第5章 霖雨
………どうしたらいいのか分からなくて、
固まった俺…
何やってんの?
全く~、冗談にもほどほどにしてよ♪
そう言おうとしたけど…
言葉が出ない…
だって……だってさ。
俺の肩に顔を埋めた彼が、気の毒なほどに震えてるから…
振り向いて抱き締めてあげたい…
大丈夫だよ…俺が付いてるよ…
そう言ってしっかりと胸の中に閉じ込めたいけど…
そんなことしたら……
そこまでしちゃったら…俺…
戸惑ったまま、動けないでいる俺に、
智くんの小さな声が届く…
「…だいて…」
………智くん……
「忘れたいんだ…何もかも…」
「さとしくん…」
「お願いだから…忘れさせてよ…しょおくん…」
……泣いてる…智くんが…
消え入りそうな微かな叫び…
そんなに苦しんでいたの?
そんなにも、君を悲しませているヤツって…
俺は…俺に……
「…なんてね…」
何も言わない俺の背中から、離れようとする彼を、振り向き様に抱き寄せた。
「しょおく…」
何か言おうとするその唇を、自分ので塞いだ。
……何も言わないで…
俺にできるなら…
俺が智くんを少しでも救えるんなら…
だって、俺たちこんなにも一緒だもんね…
重ねただけのその唇は、少し震えていて、
……涙の味がした。
何度かすり合わせただけで、そっと離し、彼の顔を覗き込むと、智くんは涙をいっぱい溜めて俺を見た。
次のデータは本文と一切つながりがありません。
PR #721, opened 2021-02-20
feat: allow updater's readVersion and writeVersion to execute asynchronously

nperez0111:
* Modifies signature of readVersion and writeVersion to allow Promise<string> as valid return

The reason for this change is that I have a use case where I need to fetch data asynchronously for putting into a file through an updater.
This should be backwards compatible without any modification to existing solutions. It simply makes a function execute asynchronously

### DIFF
--- a/README.md
+++ b/README.md
@@ -415,13 +415,13 @@ module.exports = {
 
 An `updater` is expected to be a Javascript module with _atleast_ two methods exposed: `readVersion` and `writeVersion`.
 
-##### `readVersion(contents = string): string`
+##### `readVersion(contents = string): string | Promise<string>`
 
 This method is used to read the version from the provided file contents.
 
-The return value is expected to be a semantic version string.
+The return value is expected to resolve to a semantic version string.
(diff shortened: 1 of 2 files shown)


nperez0111:
Any progress on merging this in?

Akanoa:
I'd be really interested in this feature too :)

jirayupiwon1:
> * Modifies signature of readVersion and writeVersion to allow Promise as valid return
> 
> The reason for this change is that I have a use case where I need to fetch data asynchronously for putting into a file through an updater.
> This should be backwards compatible without any modification to existing solutions. It simply makes a function execute asynchronously

TimothyJones:
Hi there! Since standard-version is deprecated, I've forked it [here](https://github.com/absolute-version/commit-and-tag-version). I'd like to accept this change, but I think it needs tests with both the async and non-async versions.

If you're still keen to see this released, you're welcome to submit a PR against the commit-and-tag-version fork.

PR #750, opened 2021-04-23
feat: detect if a release is necessary

### LINKED ISSUE #192: Detect if release is necessary, exit if not
`semantic-release` has a sweet way of detecting whether or not it should follow through with a release. Some commits are just docs, style, and even refactor, that don't really affect the published build, hence a release shouldn't really take place. Currently, `standard-version` tags the release regardless of what the commits are -- for commits that don't affect the build, `standard-version` bumps the version number as a patch. We use `standard-version` at work for our CI builds and it works great for publishing to our internal registry, but it overpopulates our registry with unnecessary releases. The same with Bitbucket and unnecessary release tags. 

Is this a viable feature that can be implemented into `standard-version`? Or is always releasing the correct behavior and should always be expected?

nelsonfncosta:
This PR tries to address the issue described in #192 in a way that is a non BREAKING CHANGE, the approach here is:

- Expose a new command option that enables this behavior `--detect-release`
- Get a list of commit since the latest git tag, via `git-log-parser`
- Check if there is any commit type worthy of a release(ex: `feat`), this is done by taking advantage of the configuration files(ex: `.versionrc`),  if no commit worthy is found we skip the release stage.

You can test this by doing a commit and then running the `release` command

「いいんだね?もう、今更止めるって言っても、俺、離せないけど?」
彼と、自分の緊張を解そうと、ワザとお道化てそう言うと、智くんはコクリと頷いた。
………流れ出してしまった。
今まで堰き止めていた想いが。
20年も一緒にいて、こんなことするのも、こんな気持ちになるのも初めてで…
それは凄く勇気がいることだった。
でも…
水は流れ出してしまった…
もう、戻すことなんか出来ない…できないんだ…
「…目、つぶって…」
今度はゆっくりと、智くんに唇を重ねた。